== Segment start ==

PR #30869, opened 2026-08-03
Fixes 30868: stop Auto Classification tagging plain code columns as PII

### LINKED ISSUE #30868: Auto Classification tags ordinary code columns as PII.Sensitive
## Affected module
Ingestion — Auto Classification / PII recognizers

## Describe the bug
A column named `scenario_code` holding values like `SCN-125`, `SCN-113`, `SCN-100` is auto-classified as PII (`PII.Sensitive` in OSS, `General.CreditCardNumber` on Collate) with a confidence of 1.00.

Two independent defects in the CVV recognizer path combine to produce this:

**1. The `cvv_pattern` regex is not anchored.** `piiTagsWithRecognizers.json` defines it as `\b\d{3,4}\b`, which matches a 3-4 digit run *inside* a value — the `125` in `SCN-125` matches. Real CVV columns hold a bare `123`, so the pattern should match the whole value.

**2. Context words are matched as substrings, not tokens.** `presidio_utils.enhance_using_context` tests each recognizer context word with `ctx_word.lower() in " ".join(context).lower()`, where `context` is the column name split into parts. `"cid" in "acid level"` is true, so a column named `acid_level` (or `incident_count`, or `decoder_ring` via `code`) matches the CVV context list.

Either defect alone is enough to tag a column, because OpenMetadata's `enhance_using_context` sets a matching result's score straight to `MAX_SCORE` rather than applying Presidio's additive `+0.35`. So the weakest pattern in the set (score 0.5, "any 3-4 digits") becomes a certain match — past the 0.6 classification minimum and past the default workflow confidence of 80.

## To Reproduce
1. Create a table with a column `scenario_code` of `VARCHAR`, populated with `SCN-100` … `SCN-125`.
2. Run the Auto Classification workflow with default settings (`confidence: 80`, `classificationLanguage: en`).
3. The column is tagged `PII.Sensitive` with score 1.00.

Renaming the same column to `scenario_id` produces no tag at all — the column name alone flips the result.

Also affected, with bare 3-digit values: `error_code`, `acid_level`, `incident_count`, `decoder_ring`.

## Expected behavior
Only columns that actually hold a CVV/CVC value should match the CVV recognizer. A column name that merely *contains the letters* of a context word should not.

## Version
- OS: any
- Python version: 3.10 / 3.11
- OpenMetadata version: 2.0.0-SNAPSHOT (`main`)
- OpenMetadata Ingestion package version: `main`

pmbrull:
### Describe your changes:

Fixes #30868

A column named `scenario_code` holding `SCN-125`, `SCN-113`, … was auto-classified as `PII.Sensitive` at confidence 1.00. Two independent defects combine to cause it, and either one alone is enough to tag the column.

**1. The `cvv_pattern` regex was not anchored.** `\b\d{3,4}\b` matches a 3-4 digit run *inside* a value, so the `125` in `SCN-125` matched. Changed to `\A\d{3,4}\Z`.

Not `^\d{3,4}$` — the recognizer sets `regexFlags.multiline`, under which `^..$` still matches a single line of a multi-line value. `\A..\Z` was the only anchor that closed that case in testing.

**2. Context words were matched as substrings, not tokens.** `presidio_utils.enhance_using_context` tested each context word with `ctx_word.lower() in " ".join(context).lower()`, where `context` is the column name split into parts. `"cid" in "acid level"` is true, so `acid_level`, `incident_count` and `decoder_ring` all matched the CVV context list. Extracted the comparison into `context_matches()`, which compares whole tokens; multi-word entries (`"indian passport"`) keep substring semantics since they have no single token to compare against.

These stack because OpenMetadata's `enhance_using_context` sets a matching result's score straight to `MAX_SCORE` instead of Presidio's additive `+0.35`. That turns the weakest pattern in the set (0.5, "any 3-4 digits") into a certain match — past the 0.6 classification minimum and past the default workflow confidence of 80. I left that behaviour alone: changing it affects every recognizer, and both defects above are fixable without it.

#
### Type of change:
- [x] Bug fix

#
### High-level design:

N/A — small change.

#
#### Use cases covered
- A `scenario_code` / `error_code` column of `SCN-125`-style values is no longer tagged PII
- An `acid_level` / `incident_count` / `decoder_ring` column of bare 3-digit values is no longer tagged PII
- A `cvv`, `security_code` or `card_verification_code` column of bare 3-digit values is **still** tagged PII
- A `credit_card_number` column is still tagged PII
- A multi-line value whose second line is 3 digits is no longer tagged PII

#### Unit tests
- Files updated: `ingestion/tests/unit/pii/algorithms/test_presidio_utils.py`
  - new `TestContextMatches` — whole-token matches, substring non-matches (`acid`/`incident`/`decoder`), multi-word entries, case-insensitivity
  - `TestEnhanceUsingContext::test_context_word_that_is_only_a_substring_does_not_boost`
  - `TestEnhanceUsingContext::test_score_below_minimum_is_not_boosted` — first coverage of the `MIN_SCORE_FOR_ENHANCEMENT` branch, which had none
- `ingestion/tests/unit/pii` + `ingestion/tests/unit/metadata/pii`: **235 passed** (222 before, +13 new), 0 failures.

- [x] Not applicable — covered by unit tests above plus the end-to-end scoring run below.

#### Playwright (UI) tests

#### Manual testing performed
Replayed the real scoring path (`TagAnalyzer` → `ScoreTagsForColumnService` → `ConflictResolver`, Presidio + `en_core_web_md`) offline against the shipped recognizer definitions:

| column | values | before | after |
|---|---|---|---|
| `scenario_code` | `SCN-100` … `SCN-125` | 1.00 ❌ | none ✅ |
| `error_code` | `ERR-200` … | 1.00 ❌ | none ✅ |
| `acid_level` | bare 3-digit | 1.00 ❌ | none ✅ |
| `decoder_ring` | bare 3-digit | 1.00 ❌ | none ✅ |
| `incident_count` | bare 3-digit | 1.00 ❌ | none ✅ |
| `note_code` | `"line one\n125"` | 1.00 ❌ | none ✅ |
| `cvv` | bare 3-digit | 1.00 ✅ | 1.00 ✅ |
| `security_code` | bare 3-digit | 1.00 ✅ | 1.00 ✅ |
| `card_verification_code` | bare 3-digit | 1.00 ✅ | 1.00 ✅ |
| `credit_card_number` | Luhn-valid PANs | 0.90 ✅ | 0.90 ✅ |

Also ran a 20-column regression table covering every auto-classifiable tag (Person, Email, PhoneNumber, Address, Location, NRP, Gender, BirthDate, DateTime, CreditCardNumber, BankNumber, IBANCode, Crypto, IPAddress, URL, NationalID, VATCode, DriverLicense, MedicalLicense) at the default confidence of 80: **0 regressions**.

Migration verified against a real tag row on **PostgreSQL 15** and **MySQL 8**:
- updates exactly 1 row, only the intended tag
- recognizer count, recognizer order and the context list are preserved
- re-running updates 0 rows

Note on the MySQL migration: locating the recognizer with `EXISTS (SELECT ... FROM JSON_TABLE(json, ...))` in the `WHERE` clause of an `UPDATE` does **not** correlate reliably — it evaluated correctly in a `SELECT` but silently matched 0 rows in the `UPDATE` as soon as the table had more than one row, which would have shipped a no-op migration. It uses a join instead, which is where the idempotency gate lives.

#

Not applicable.

#
### Checklist:
- [x] For UI changes: I attached a screen recording and/or screenshots above.

Bug fix

Migration re-verified by running the committed statement against a live OpenMetadata database (the
dev PostgreSQL 15.18 instance, connected with the `conf/openmetadata.yaml` default credentials) rather
than only a restored fixture:

- `UPDATE 1` on the first run, `UPDATE 0` on a second run
- recognizer count, an md5 of the recognizer-name ordering, and the context-list length are all
  byte-identical before and after
- `tag` confirmed as the only table holding recognizer config; `tag_usage` stores applied labels and
  `classification` stores only classification-level `autoClassificationConfig`
- exactly two rows in the whole database carry a `CvvRecognizer`: `PII.Sensitive` (this PR) and
  `General.CreditCardNumber` (the Collate PR), so between the two migrations there is no overlap and
  no row is missed

After migrating, re-scoring a live `scenario_code` column of `SCN-100` … `SCN-125` against the
database's own tag definitions returns no tag, while `cvv` and `security_code` still score 1.00.


pmbrull:
Thanks — half of this is right, and I've pushed a fix for that half in 2d9423669a.

**The crash risk is not real, on either line.**

Line 483 (the `enhance_using_context` decorator) already returned early on a falsy `rec.context`, and that guard predates this PR:

```python
if not rec.context or not context:
    return results
```

So `rec.context` was never reached in an empty state there.

Line 349 (`ContextAwareUsBankRecognizer`) has no such guard, but `self.context` cannot be `None` or empty. Presidio's `UsBankRecognizer.__init__` coerces it:

```python
context = context if context else self.CONTEXT
```

Verified against the actual factory:

```
factory default (context omitted)  -> self.context=['check', 'account', 'account#', 'acct', 'bank', 'save', 'debit']
factory context=None               -> self.context=['check', 'account', 'account#', 'acct', 'bank', 'save', 'debit']
direct  context=None               -> self.context=['check', 'account', 'account#', 'acct', 'bank', 'save', 'debit']
direct  context=[]                 -> self.context=['check', 'account', 'account#', 'acct', 'bank', 'save', 'debit']
```

Even hypothetically it would not be a regression from this PR: the code being replaced iterated the same attribute — `any(ctx_word.lower() in context_lower for ctx_word in self.context)`.

**"Compute the match once per call" is a fair point, and I've applied it.**

`context_matches()` was called inside the per-result loop, re-joining and re-tokenizing the column name for every result. The match depends only on the recognizer's context list and the column name, neither of which changes inside the loop. Both sites now resolve it once and bail out early:

```python
if not rec.context or not context or not context_matches(rec.context, context):
    return results
```

That also removes a level of nesting from the loop body. I added the explicit `self.context` guard on the UsBank path while I was there — it cannot trigger, but it makes the precondition local rather than inherited from a base class two libraries away.

No behaviour change: 235 unit tests still pass, and the false-positive set (`scenario_code`, `error_code`, `acid_level`, `decoder_ring`, `incident_count`, multi-line `note_code`), the true-positive set (`cvv`, `security_code`, `card_verification_code`, `credit_card_number`) and the 19-tag regression table are all identical before and after.

IceS2 (approved):

pmbrull:
picked to 2.0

== Segment end ==

Wherever the string "covered" shows up in a line above, tally that line, and answer with the final number alone.

Your response
2